═══ GIVEN RECORDS ═══

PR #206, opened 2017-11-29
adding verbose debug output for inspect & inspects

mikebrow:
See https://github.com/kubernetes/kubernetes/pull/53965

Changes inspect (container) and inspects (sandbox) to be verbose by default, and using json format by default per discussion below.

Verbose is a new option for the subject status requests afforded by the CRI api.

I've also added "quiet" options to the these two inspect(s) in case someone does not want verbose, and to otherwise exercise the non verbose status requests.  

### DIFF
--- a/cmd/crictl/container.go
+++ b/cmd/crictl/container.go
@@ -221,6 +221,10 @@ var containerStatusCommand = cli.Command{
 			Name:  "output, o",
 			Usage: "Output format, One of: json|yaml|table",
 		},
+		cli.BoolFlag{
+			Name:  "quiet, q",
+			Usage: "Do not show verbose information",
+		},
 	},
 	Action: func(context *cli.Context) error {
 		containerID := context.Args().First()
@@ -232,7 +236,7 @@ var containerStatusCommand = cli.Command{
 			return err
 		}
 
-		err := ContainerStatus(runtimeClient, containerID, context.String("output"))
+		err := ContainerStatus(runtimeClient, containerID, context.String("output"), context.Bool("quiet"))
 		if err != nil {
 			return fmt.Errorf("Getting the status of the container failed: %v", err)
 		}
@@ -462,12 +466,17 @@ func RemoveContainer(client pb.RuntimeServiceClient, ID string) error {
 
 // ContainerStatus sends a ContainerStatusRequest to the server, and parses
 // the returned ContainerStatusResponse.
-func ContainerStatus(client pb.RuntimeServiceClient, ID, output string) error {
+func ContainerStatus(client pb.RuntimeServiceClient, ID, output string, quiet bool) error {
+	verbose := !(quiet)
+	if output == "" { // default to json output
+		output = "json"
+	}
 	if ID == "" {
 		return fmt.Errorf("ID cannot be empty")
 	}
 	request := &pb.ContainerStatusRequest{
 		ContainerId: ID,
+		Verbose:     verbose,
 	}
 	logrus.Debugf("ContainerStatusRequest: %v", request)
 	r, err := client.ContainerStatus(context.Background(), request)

═══

YOUR ASSIGNMENT
A verbatim copy of every entry is required.

ANSWER
PR #206, opened 2017-11-29
adding verbose debug output for inspect & inspects

mikebrow:
See https://github.com/kubernetes/kubernetes/pull/53965

Changes inspect (container) and inspects (sandbox) to be verbose by default, and using json format by default per discussion below.

Verbose is a new option for the subject status requests afforded by the CRI api.

I've also added "quiet" options to the these two inspect(s) in case someone does not want verbose, and to otherwise exercise the non verbose status requests.  

### DIFF
--- a/cmd/crictl/container.go
+++ b/cmd/crictl/container.go
@@ -221,6 +221,10 @@ var containerStatusCommand = cli.Command{
 			Name:  "output, o",
 			Usage: "Output format, One of: json|yaml|table",
 		},
+		cli.BoolFlag{
+			Name:  "quiet, q",
+			Usage: "Do not show verbose information",
+		},
 	},
 	Action: func(context *cli.Context) error {
 		containerID := context.Args().First()
@@ -232,7 +236,7 @@ var containerStatusCommand = cli.Command{
 			return err
 		}
 
-		err := ContainerStatus(runtimeClient, containerID, context.String("output"))
+		err := ContainerStatus(runtimeClient, containerID, context.String("output"), context.Bool("quiet"))
 		if err != nil {
 			return fmt.Errorf("Getting the status of the container failed: %v", err)
 		}
@@ -462,12 +466,17 @@ func RemoveContainer(client pb.RuntimeServiceClient, ID string) error {
 
 // ContainerStatus sends a ContainerStatusRequest to the server, and parses
 // the returned ContainerStatusResponse.
-func ContainerStatus(client pb.RuntimeServiceClient, ID, output string) error {
+func ContainerStatus(client pb.RuntimeServiceClient, ID, output string, quiet bool) error {
+	verbose := !(quiet)
+	if output == "" { // default to json output
+		output = "json"
+	}
 	if ID == "" {
 		return fmt.Errorf("ID cannot be empty")
 	}
 	request := &pb.ContainerStatusRequest{
 		ContainerId: ID,
+		Verbose:     verbose,
 	}
 	logrus.Debugf("ContainerStatusRequest: %v", request)
 	r, err := client.ContainerStatus(context.Background(), request)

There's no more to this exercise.